Rudolf Schwarz

Personal information
- Full name: Rudolf Schwarz
- Date of birth: 30 May 1881
- Place of birth: Switzerland
- Date of death: unknown
- Position(s): Midfielder

Senior career*
- Years: Team / Apps / (Gls)
- 1897–1900: FC Basel

= Rudolf Schwarz (footballer) =

Swiss footballer (born 1881)

Rudolf Schwarz (born 30 May 1881) was a Swiss footballer who played as midfielder in the late 1890s.

==Football career==
Schwarz joined FC Basel's first team for their 1897–98 season. The official Swiss national championship had not yet been called into life and so the team played only friendly games. Schwarz played his first game for the club in the friendly away game on 17 October 1897 as Basel were defeated 3–7 by Zürich. Schwarz played in all ten of the club's friendly games that season.

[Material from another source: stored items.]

PR #144, opened 2022-03-30
data(maddison): Production export of the Maddison dataset data

Marigold:
Import Maddison dataset from ETL into grapher. This was done in way to have metadata parity with the old version of Maddison. Here's the [old one](https://staging.owid.cloud/admin/datasets/5219) on staging vs the [new one](https://staging.owid.cloud/admin/datasets/5566) for comparison.

There's one "trick" where we map `Dataset.description` to `Source[0].description` to make it work with the grapher model. It's explicit in the code, but we may decide to make it implicit. Metadata is loaded from YAML file using helper methods, but that one might be also improved in the future.

(There's still [one part](https://github.com/owid/etl/pull/144/files#diff-066f8606fbd0d1ebf10c166179474f38f8c508d55ecdb232b1c81b9530fa13f5R28) I need to improve, but that shouldn't prevent review)

### DIFF
--- a/etl/grapher_helpers.py
+++ b/etl/grapher_helpers.py
@@ -10,6 +10,8 @@ from typing import Optional, Dict, Literal, cast, List, Any
 from pydantic import BaseModel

The first edition of the official Swiss championship season 1898–99 was played as a knock out competition, divided into three regional groups, an east (region Zürich), a central (regional north-west Switzerland) and west group (Romandy). The winners of each group played the finals in a round-robin tournament. Basel played in the central group semi-final against Old Boys. Because the game was drawn, one goal each, it required a replay. This replay was held in the Stadion Schützenmatte on 18 December 1898. This was also drawn 2–2, despite an agreed 2x 20 minutes extra time. Because the Old Boys complained that the first FCB goal scored by Rudolf La Roche in the 10th minute had been scored by hand, they protested and the ASF-SFV had to deal with the matter. Subsequently, the protest was approved and the game awarded - and the disputed goal was simply deducted from the score to give the final result. Thus the Old Boys became the first forfait winners in Swiss football history and Basel were knocked out of the competition. The Old Boys advanced to the finals, but the Anglo-American Club Zürich became Swiss champions.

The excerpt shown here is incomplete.